Very fast hash table lookup in C (e.g. by MPH)

I need a very fast hash table in C (or C++). Conditions are like this:

There exist N known keys which shall map to an object (with some state)
There exist more unknown keys which do not map to anything

Because all keys which map to an object are known at startup (but not at compile-time), it's okay if building the hashtable is expensive. However, it's required that lookup is (very) fast.

I thought about using cmph (for a perfect minimal perfect hash function). The hash table would be built with the N keys and at runtime I would do a query like this:

const cmph_uint32 id = cmph_search(hash, &key, sizeof(key));

if (id >= N) {
   return; // object not found
}

const MyState *state = &states[id];
if (state->key != key) {
  return; // object not found
}

// object found

By storing the actual key in the state, it should be possible to detect if we have an invalid collision. However, I'm not sure if calling cmph_search with a "unknown" key is undefined behavior (e.g. weird memory access or something).

Maybe someone has a better idea? Or maybe someone knows if calling cmph_search with a unknown key is fine?

Solution

Hard to tell just by looking at the (pretty much non-existent) documentation of CMPH. Digging into the source code seems simpler. The implementation of the internal hash function used by CMPH can be found in the hash() function, which ends up calling __jenkins_hash_vector(). This hash function was originally designed by Robert J. Jenkins Jr. in 1997 and can be found here. As far as the function is concerned, nothing weird happens with the key used by the function, so this hash function can be safely used even for invalid (non present) keys.

The cmph_search() function calls the correct *_search() function based on the algorithm you configured (CHD, BDZ, BMZ, and so on). Then hash() is called and the resulting values are used in different ways depending on the algorithm.
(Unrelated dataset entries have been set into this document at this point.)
PR #572, opened 2026-08-05
Support Nested matching via JsonPathValue/logFieldJsonPath

FranAguilera:
Adds support for nested json matching via the existing `Leaf::JsonPathValue`, for this initial prototype I'm proposing to use existing JSON string to extract the nested conditions

More details, regarding frotnend/rollout/performance etc in the [internal PRD here](https://docs.google.com/document/d/1Ln5ecQfEbaX-sOLY7-l9bUwTbUHkSFsT56ncmGgFhwc/edit?tab=t.0) 

You can run local benchmark tests with `make benchmark-json-matcher`

This is used in https://github.com/bitdriftlabs/capture-sdk/pull/1079

This new logic will be controlled by killswitch `workflows.json_path_string_matching_enabled` (which is enabled by default)


bd-log-matcher/src/matcher.rs
```diff
@@ -653,6 +665,28 @@ fn parse_json_path(key_or_index: &KeyOrIndex) -> Result<JsonPathToken> {
 }
 
 fn resolve_json_path<'a>(value: &'a DataValue, path: &[JsonPathToken]) -> Option<Cow<'a, str>> {
+  // Existing SDK APIs send JSON as a string. Parsing is only reached from JsonPathValue matchers.
+  // TODO: Gate JSON string extraction with a remote workflow runtime flag.
+  if let Some(json) = value.as_str() {
+    return resolve_json_string_path(json, path);
```
FranAguilera: Pending to add a killswitch flag here so we can disable remotely in case something is off

bd-log-matcher/src/json_path.rs
```diff
@@ -0,0 +1,480 @@
...
+}
+
+#[derive(Clone, Copy)]
+struct StringToken {
+  start: usize,
+  end: usize,
+  escaped: bool,
+}
+
+enum PathResult<'a> {
```
snowp: I think this is just Option<Cow<'a, str>>, I don't think the type adds that much and prevents ? usage

Looking at how we do return Option<PathResult<_>> I'd either model it as 

```
enum PathResult {
  Found(Cow<'a, str>,
  Missing,
  Invalid
}
```

if we want to understand the tri-state or just collapse it to an Option<Cow<'a, str>> for simplicity

bd-log-matcher/src/json_string_matcher_test.rs
```diff
@@ -0,0 +1,119 @@
...
+fn matches_json_string_boolean_and_number_values() {
+  let enabled = json_string_matcher(vec![key("enabled")], "true");
+  let count = json_string_matcher(vec![key("count")], "42");
+
+  assert!(matches(&enabled, r#"{"enabled":true}"#));
+  assert!(matches(&count, r#"{"count":42}"#));
+}
+
+#[test]
+#[ignore = "run manually with --release -- --ignored --nocapture"]
```
snowp: This would be better off as a criterion test - I just added one that we can use for reference. It handles the standard stuff like running it multiple times, percentiles etc. Not a blocker for this PR but it should make the benchmarking experience better

bd-log-matcher/src/json_path.rs
```diff
@@ -0,0 +1,480 @@
...
+  Found(Cow<'a, str>),
+  Missing,
+}
+
+impl<'a> Parser<'a> {
+  const fn new(input: &'a str) -> Self {
+    Self { input, pos: 0 }
+  }
+
+  fn walk_value(&mut self, path: &[JsonPathToken]) -> Option<PathResult<'a>> {
```
snowp: With these kind of recursive parsers one thing we have to be careful about when we don't control the input is stack overflow. The simplest thing to do is to add a depth limit (say 128) to prevent going to deep, or switch over to an iterative approach that doesn't have the same per-depth overhead. I think a depth limit is reasonable so we can probably start there unless we believe someone really cares about super complex JSON objects

bd-log-matcher/src/json_path.rs
```diff
@@ -0,0 +1,480 @@
...
+  match byte {
+    b'0' ..= b'9' => Some(byte - b'0'),
+    b'a' ..= b'f' => Some(byte - b'a' + 10),
+    b'A' ..= b'F' => Some(byte - b'A' + 10),
+    _ => None,
+  }
+}
+
+#[cfg(test)]
+mod tests {
```
snowp: Per the guidelines these would go in json_path_test.rs, try out https://github.com/bitdriftlabs/ai-instructions if you need to set up your agent and it should do this automatically

snowp: I'd probably add some more tests for correctness, there's a lot of test surface. The agent will do a good job here

fuzz/src/json_path.rs
```diff
@@ -0,0 +1,44 @@
...
+use bd_log_matcher::matcher::{JsonPathToken, fuzz_json_path};
+
+#[derive(Debug)]
+pub struct JsonPathFuzzTestCase {
+  json: Vec<u8>,
+  path: Vec<JsonPathToken>,
+}
+
+impl<'a> Arbitrary<'a> for JsonPathFuzzTestCase {
+  fn arbitrary(input: &mut Unstructured<'a>) -> arbitrary::Result<Self> {
```
snowp, line 22: One thing you can do here to validate correctness via fuzzing is to separately implement this via serde_json - the implementation is much simpler and you get to validate that our more complex custom parser agrees with the simple implementation. Then you can let it run and catch any issues (or have the agent do it)

Love using a fuzzer for this!

bd-log-matcher/src/matcher.rs
```diff
@@ -653,6 +665,28 @@ fn parse_json_path(key_or_index: &KeyOrIndex) -> Result<JsonPathToken> {
 }
 
 fn resolve_json_path<'a>(value: &'a DataValue, path: &[JsonPathToken]) -> Option<Cow<'a, str>> {
+  // Existing SDK APIs send JSON as a string. Parsing is only reached from JsonPathValue matchers.
+  // TODO: Gate JSON string extraction with a remote workflow runtime flag.
+  if let Some(json) = value.as_str() {
```
snowp: just for code clarity I would do something like `if let Some(maybe_json) ...` as I think it more clearly captures that we aren't expecting JSON here but are opportunistically trying to extract a JSON value per the matcher

fuzz/src/json_path.rs
snowp, line 22: I don't know if serde_json supports arbitrary out of the box but it would be interesting to have the agent 1) generate sensible JSON and 2) try to ensure that occasionally they match. If you look at the state fuzzer we do stuff like that to try to guide it to sane values

bd-log-matcher/src/json_path.rs
```diff
@@ -0,0 +1,480 @@
...
+
+pub(super) fn resolve<'a>(input: &'a str, path: &[JsonPathToken]) -> Option<Cow<'a, str>> {
+  let mut parser = Parser::new(input);
+  match parser.walk_value(path)? {
+    PathResult::Found(value) => Some(value),
+    PathResult::Missing => None,
+  }
+}
+
+struct Parser<'a> {
```
snowp, line 21: I would add some docs on the perf implications of this, there's a few different things worth calling out when it needs to allocate vs not e.g. for escaped values

snowp (commented):
I think we need a depth bound on the parser to deal with bad input but other than that all my comments are just suggestions or style guidance, good job!

bd-log-matcher/src/json_path.rs
FranAguilera: great idea, will add

FranAguilera: Added 128 limit

bd-log-matcher/src/matcher.rs
FranAguilera: Added flag `workflows.json_path_string_matching_enabled`

bd-log-matcher/src/json_string_matcher_test.rs
```diff
@@ -0,0 +1,144 @@
...
+use bd_log_primitives::tiny_set::TinyMap;
+use bd_log_primitives::{DataValue, EMPTY_FIELDS, FieldsRef, LogFields, LogMessage, log_level};
+use bd_proto::protos::log_matcher::log_matcher::{LogMatcher, log_matcher};
+use bd_proto::protos::logging::payload::LogType;
+use bd_proto::protos::value_matcher::value_matcher::json_path_value_match::{
+  KeyOrIndex,
+  key_or_index,
+};
+use bd_proto::protos::value_matcher::value_matcher::{JsonPathValueMatch, Operator};
+fn json_string_matcher(path: Vec<KeyOrIndex>, value: &str) -> Tree {
```
snowp, line 19: nit: newline to break the import section from functions

bd-log-matcher/src/matcher.rs
snowp, line 192: Seems safer to force the caller to provide a MatchContext, seems easy to try to call this with the default. I'd add helpers in test to call this with the default over adding the extra function

bd-log-matcher/src/matcher.rs
```diff
@@ -231,44 +316,83 @@ impl Tree {
...
           matcher,
-        } => fields
-          .field(field_key)
-          .and_then(|value| resolve_json_path(value, path))
-          .is_some_and(|input| matcher.evaluate(input.as_ref(), extracted_fields)),
+        } => {
+          let Some(value) = fields.field(field_key) else {
+            return MatchResult::NotMatched;
+          };
+          if !context.json_path_string_matching_enabled && value.as_str().is_some() {
```
snowp, line 302: I think we should plan for this to be removed at some point, it's adding quite a lot of code complexity

bd-log-matcher/src/matcher.rs
```diff
@@ -652,7 +785,32 @@ fn parse_json_path(key_or_index: &KeyOrIndex) -> Result<JsonPathToken> {
...
 }
 
-fn resolve_json_path<'a>(value: &'a DataValue, path: &[JsonPathToken]) -> Option<Cow<'a, str>> {
+fn resolve_json_path<'a>(
+  value: &'a DataValue,
+  path: &[JsonPathToken],
+  json_string_matching_enabled: bool,
+) -> Option<Cow<'a, str>> {
+  // Existing SDK APIs send JSON as a string. Parsing is only reached from JsonPathValue matchers.
+  if json_string_matching_enabled && let Some(json) = value.as_str() {
```
snowp: Seems like we already gate accessing this function on this flag? Don't think we need it in both locations

bd-workflows/src/engine_state_change_test.rs
```diff
@@ -615,6 +624,120 @@ async fn state_change_with_extra_state_matcher_no_match() {
   );
 }
 
+#[tokio::test]
+async fn state_change_extra_json_matcher_respects_runtime_flag() {
+  let b = state("B");
+  let json_matcher = LogMatcher {
```
snowp: nit would be nice with some helpers to avoid this huge inline config

snowp (approved):
Nice, just a few smaller comments but lgtm overall

bd-log-matcher/src/matcher.rs
FranAguilera: I agree, will add a tracking task

FranAguilera:
Re-verified locally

For simpler algorithms such as BMZ, BMZ8 and FCH I can see that the hash is simply used to index an internal array (mphf->data->g). All the accesses are performed modulo the size of this array (mphf->data->n) so this looks fine. Just from this, I would say if you are using these algorithms you are safe. For more complex algorithms like BDZ it's a bit harder to understand what is really going on and where/how the calculated hashes are actually used for.

Taking a look at the tests implemented in the library source, (for example at this one), we can see that the author uses a logic similar to yours to detect whether a key is a duplicate or unknown:

    /* ... */

    cmph_uint32 siz = cmph_size(mphf);
    hashtable = (cmph_uint8*)malloc(siz*sizeof(cmph_uint8));
    memset(hashtable, 0, (size_t)siz);
    //check all keys
    for (i = 0; i < source->nkeys; ++i)
    {
        cmph_uint32 h;
        char *buf;
        cmph_uint32 buflen = 0;
        source->read(source->data, &buf, &buflen);
        h = cmph_search(mphf, buf, buflen);
        if (!(h < siz))
        {
            fprintf(stderr, "Unknown key %*s in the input.\n", buflen, buf);
            ret = 1;
        } else if(hashtable[h])
        {
            fprintf(stderr, "Duplicated or unknown key %*s in the input\n", buflen, buf);
            ret = 1;
        } else hashtable[h] = 1;

        if (verbosity)
        {
            printf("%s -> %u\n", buf, h);
        }
        source->dispose(source->data, buf, buflen);
    }

    /* ... */

The only thing that's missing from the above code is storing and comparing the keys like you are doing in your example. At the end of the day, it looks to me like calling cmph_search() with an unknown key is fine. Understanding whether the key is unknown or not given the resulting hash is then the job of the library user.